Read the records below. Copy each line where the string "actually" occurs.

---------- Input material

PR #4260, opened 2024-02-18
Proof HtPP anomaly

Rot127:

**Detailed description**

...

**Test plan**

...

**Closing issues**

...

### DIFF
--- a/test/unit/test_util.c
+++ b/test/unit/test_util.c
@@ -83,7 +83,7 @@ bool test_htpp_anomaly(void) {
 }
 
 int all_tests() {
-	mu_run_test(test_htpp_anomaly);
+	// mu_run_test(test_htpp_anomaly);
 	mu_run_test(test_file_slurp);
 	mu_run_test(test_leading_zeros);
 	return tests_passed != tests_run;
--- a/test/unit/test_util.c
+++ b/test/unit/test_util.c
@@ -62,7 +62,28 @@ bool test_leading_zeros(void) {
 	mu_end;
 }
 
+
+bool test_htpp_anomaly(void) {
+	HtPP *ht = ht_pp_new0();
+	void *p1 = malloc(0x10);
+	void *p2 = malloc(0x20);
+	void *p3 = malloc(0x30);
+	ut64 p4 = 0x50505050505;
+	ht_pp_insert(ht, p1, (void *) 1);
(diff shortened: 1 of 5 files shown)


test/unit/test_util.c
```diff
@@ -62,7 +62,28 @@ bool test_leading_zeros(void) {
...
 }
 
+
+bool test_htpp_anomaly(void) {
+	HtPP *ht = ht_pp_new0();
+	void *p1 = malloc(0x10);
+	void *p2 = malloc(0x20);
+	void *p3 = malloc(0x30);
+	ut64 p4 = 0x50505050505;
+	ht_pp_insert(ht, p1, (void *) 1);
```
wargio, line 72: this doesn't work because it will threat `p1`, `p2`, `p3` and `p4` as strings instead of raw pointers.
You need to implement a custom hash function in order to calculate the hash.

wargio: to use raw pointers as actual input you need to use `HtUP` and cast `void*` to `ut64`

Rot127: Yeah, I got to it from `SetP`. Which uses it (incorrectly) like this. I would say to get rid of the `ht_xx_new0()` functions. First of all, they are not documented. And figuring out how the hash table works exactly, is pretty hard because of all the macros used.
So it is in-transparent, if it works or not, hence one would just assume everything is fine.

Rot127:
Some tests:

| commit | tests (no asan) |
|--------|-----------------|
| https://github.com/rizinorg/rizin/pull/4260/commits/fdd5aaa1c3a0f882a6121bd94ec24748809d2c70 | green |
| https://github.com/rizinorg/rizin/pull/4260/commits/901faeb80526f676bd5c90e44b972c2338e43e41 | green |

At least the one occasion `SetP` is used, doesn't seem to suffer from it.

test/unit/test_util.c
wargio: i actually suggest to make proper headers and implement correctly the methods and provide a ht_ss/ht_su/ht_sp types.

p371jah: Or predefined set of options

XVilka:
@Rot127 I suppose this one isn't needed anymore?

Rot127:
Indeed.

--------------------
---------- Input material

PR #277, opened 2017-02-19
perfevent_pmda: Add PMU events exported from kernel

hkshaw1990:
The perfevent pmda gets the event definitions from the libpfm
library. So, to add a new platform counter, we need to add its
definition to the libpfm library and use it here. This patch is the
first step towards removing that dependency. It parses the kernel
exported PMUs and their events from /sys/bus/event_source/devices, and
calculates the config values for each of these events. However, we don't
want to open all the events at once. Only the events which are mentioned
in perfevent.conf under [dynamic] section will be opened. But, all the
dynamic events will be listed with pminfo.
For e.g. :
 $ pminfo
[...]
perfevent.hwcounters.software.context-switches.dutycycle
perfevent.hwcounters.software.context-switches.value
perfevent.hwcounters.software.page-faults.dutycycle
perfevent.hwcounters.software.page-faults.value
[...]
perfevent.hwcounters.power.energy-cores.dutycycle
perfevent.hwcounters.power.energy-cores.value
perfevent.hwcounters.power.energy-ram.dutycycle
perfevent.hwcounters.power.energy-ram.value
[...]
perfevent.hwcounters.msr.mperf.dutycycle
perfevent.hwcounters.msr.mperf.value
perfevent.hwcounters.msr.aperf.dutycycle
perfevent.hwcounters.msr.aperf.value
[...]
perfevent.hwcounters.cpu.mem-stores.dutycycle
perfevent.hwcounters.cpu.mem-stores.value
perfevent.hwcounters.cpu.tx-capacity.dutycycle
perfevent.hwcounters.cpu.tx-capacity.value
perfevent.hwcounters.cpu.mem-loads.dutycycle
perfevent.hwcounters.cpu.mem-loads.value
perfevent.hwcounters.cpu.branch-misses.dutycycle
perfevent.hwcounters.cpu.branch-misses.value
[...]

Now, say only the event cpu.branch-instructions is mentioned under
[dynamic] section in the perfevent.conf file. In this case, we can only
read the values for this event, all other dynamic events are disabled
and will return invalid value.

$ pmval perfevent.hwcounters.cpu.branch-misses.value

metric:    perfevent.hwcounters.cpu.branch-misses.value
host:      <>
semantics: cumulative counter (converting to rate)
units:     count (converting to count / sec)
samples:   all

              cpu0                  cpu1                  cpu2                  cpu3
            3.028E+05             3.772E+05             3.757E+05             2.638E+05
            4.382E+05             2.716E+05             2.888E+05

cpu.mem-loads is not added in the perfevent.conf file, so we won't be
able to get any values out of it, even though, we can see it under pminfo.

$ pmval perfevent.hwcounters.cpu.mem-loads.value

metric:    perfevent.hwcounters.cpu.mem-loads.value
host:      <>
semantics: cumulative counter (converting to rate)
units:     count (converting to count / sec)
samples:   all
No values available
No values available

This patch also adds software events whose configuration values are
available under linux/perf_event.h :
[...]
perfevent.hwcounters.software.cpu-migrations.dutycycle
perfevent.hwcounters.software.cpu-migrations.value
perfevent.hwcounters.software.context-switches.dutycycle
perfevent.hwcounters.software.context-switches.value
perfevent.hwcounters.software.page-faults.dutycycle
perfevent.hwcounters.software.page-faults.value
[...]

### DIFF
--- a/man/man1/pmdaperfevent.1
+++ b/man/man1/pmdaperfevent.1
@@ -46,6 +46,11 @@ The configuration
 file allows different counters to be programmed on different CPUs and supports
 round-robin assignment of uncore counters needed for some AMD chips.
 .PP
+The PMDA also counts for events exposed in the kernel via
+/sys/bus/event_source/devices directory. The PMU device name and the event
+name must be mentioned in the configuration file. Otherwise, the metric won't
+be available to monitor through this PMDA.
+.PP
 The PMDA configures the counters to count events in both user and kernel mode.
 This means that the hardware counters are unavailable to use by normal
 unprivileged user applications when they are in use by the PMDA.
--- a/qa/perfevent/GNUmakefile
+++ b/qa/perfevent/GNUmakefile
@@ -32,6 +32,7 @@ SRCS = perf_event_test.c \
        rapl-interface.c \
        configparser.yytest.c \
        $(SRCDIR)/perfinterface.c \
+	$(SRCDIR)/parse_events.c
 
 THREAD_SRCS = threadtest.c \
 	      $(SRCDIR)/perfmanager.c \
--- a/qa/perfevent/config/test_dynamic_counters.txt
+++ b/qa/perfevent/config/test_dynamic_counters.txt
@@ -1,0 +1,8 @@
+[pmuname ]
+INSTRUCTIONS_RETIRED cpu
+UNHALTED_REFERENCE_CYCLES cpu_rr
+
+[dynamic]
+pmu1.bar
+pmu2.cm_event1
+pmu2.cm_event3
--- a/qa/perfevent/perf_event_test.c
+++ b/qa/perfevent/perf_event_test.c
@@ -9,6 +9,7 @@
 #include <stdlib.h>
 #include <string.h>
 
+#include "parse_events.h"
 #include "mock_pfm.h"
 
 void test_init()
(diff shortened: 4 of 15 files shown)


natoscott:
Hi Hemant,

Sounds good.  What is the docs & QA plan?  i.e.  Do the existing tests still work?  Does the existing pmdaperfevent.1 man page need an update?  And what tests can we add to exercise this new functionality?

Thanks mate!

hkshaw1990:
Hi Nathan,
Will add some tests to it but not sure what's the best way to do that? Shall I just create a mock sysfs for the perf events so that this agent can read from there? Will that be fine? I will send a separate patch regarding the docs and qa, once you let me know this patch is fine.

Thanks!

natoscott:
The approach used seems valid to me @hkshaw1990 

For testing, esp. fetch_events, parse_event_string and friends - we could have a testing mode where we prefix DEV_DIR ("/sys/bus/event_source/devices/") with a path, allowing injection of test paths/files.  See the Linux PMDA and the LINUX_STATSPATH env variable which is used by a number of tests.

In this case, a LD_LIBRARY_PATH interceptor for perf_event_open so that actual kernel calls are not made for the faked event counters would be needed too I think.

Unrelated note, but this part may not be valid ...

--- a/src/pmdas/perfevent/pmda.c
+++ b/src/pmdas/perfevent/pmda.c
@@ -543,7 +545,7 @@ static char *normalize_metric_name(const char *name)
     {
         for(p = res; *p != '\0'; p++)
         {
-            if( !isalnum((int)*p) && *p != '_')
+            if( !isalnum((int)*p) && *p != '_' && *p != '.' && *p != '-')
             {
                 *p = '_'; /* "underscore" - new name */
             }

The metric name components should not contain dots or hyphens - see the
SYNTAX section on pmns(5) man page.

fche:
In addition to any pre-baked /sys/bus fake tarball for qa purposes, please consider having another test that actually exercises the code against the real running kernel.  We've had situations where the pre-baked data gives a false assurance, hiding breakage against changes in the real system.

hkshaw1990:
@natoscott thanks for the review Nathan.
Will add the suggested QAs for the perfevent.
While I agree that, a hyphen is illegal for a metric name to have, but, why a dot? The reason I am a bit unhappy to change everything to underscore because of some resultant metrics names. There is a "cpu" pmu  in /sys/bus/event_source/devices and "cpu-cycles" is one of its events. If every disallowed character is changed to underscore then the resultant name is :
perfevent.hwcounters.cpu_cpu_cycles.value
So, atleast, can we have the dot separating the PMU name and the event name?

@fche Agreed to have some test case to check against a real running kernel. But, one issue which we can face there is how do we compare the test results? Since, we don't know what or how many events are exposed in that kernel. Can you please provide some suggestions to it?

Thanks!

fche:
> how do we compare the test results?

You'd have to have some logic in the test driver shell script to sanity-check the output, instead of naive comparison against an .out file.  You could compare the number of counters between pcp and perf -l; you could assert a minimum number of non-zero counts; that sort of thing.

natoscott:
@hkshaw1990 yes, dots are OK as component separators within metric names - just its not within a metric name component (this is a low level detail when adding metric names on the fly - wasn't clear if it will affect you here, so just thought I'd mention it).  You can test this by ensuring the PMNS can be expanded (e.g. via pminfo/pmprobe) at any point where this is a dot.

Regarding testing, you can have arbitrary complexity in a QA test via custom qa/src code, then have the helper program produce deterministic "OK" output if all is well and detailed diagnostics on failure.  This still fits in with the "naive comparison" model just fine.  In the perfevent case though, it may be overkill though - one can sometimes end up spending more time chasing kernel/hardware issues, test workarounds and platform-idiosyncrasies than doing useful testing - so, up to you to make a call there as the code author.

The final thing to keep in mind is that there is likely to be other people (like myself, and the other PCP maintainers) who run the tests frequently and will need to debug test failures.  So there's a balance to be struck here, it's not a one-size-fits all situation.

--------------------

● **Task response**
wargio: i actually suggest to make proper headers and implement correctly the methods and provide a ht_ss/ht_su/ht_sp types.
In addition to any pre-baked /sys/bus fake tarball for qa purposes, please consider having another test that actually exercises the code against the real running kernel.  We've had situations where the pre-baked data gives a false assurance, hiding breakage against changes in the real system.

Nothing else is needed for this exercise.